(Saved data entries)

PR #1893, opened 2018-05-01
Disable message about log in ipa-backup if IPA is not configured

rcritten:
Introduce server installation constants similar to the client
but only tie in SERVER_NOT_CONFIGURED right now.

For the case of not configured don't spit out the "See <some log>
for more information" because no logging was actually done.

In the case of ipa-backup this could also be confusing if the
--log-file option was also passed in because it would not be
used.

https://pagure.io/freeipa/issue/6843

### DIFF
--- a/ipapython/admintool.py
+++ b/ipapython/admintool.py
@@ -32,6 +32,10 @@ from ipapython import version
 from ipapython import config
 from ipapython.ipa_log_manager import standard_logging_setup
 
+SUCCESS = 0
+SERVER_INSTALL_ERROR = 1
+SERVER_NOT_CONFIGURED = 2
+
 logger = logging.getLogger(__name__)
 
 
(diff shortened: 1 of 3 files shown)


ipaserver/install/installutils.py
```diff
@@ -76,6 +76,10 @@
 IPA_MODULES = [
     'httpd', 'kadmin', 'dirsrv', 'pki-tomcatd', 'install', 'krb5kdc', 'named']
 
+SUCCESS = 0
+SERVER_INSTALL_ERROR = 1
+SERVER_NOT_CONFIGURED = 2
```
tiran: Could you move the constants into ``ipapython.admintool``, please?

ipapython/admintool.py
```diff
@@ -301,7 +301,9 @@ def log_failure(self, error_message, return_value, exception, backtrace):
         if error_message:
             logger.error('%s', error_message)
         message = "The %s command failed." % self.command_name
-        if self.log_file_name:
+        if self.log_file_name and return_value != 2:
```
tiran: ``s/2/SERVER_NOT_CONFIGURED/``

tiran:
master:

* 648d7c0d38ef99196531e94cd9803c630e7fb05c Disable message about log in ipa-backup if IPA is not configured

◆ **Task details**:
Please copy, exactly and with nothing else, the lines above beginning at the line that has "but only tie" and ending with the line that has "from ipapython import config".

◆ **Solution**:
but only tie in SERVER_NOT_CONFIGURED right now.

For the case of not configured don't spit out the "See <some log>
for more information" because no logging was actually done.

In the case of ipa-backup this could also be confusing if the
--log-file option was also passed in because it would not be
used.

https://pagure.io/freeipa/issue/6843

### DIFF
--- a/ipapython/admintool.py
+++ b/ipapython/admintool.py
@@ -32,6 +32,10 @@ from ipapython import version
 from ipapython import config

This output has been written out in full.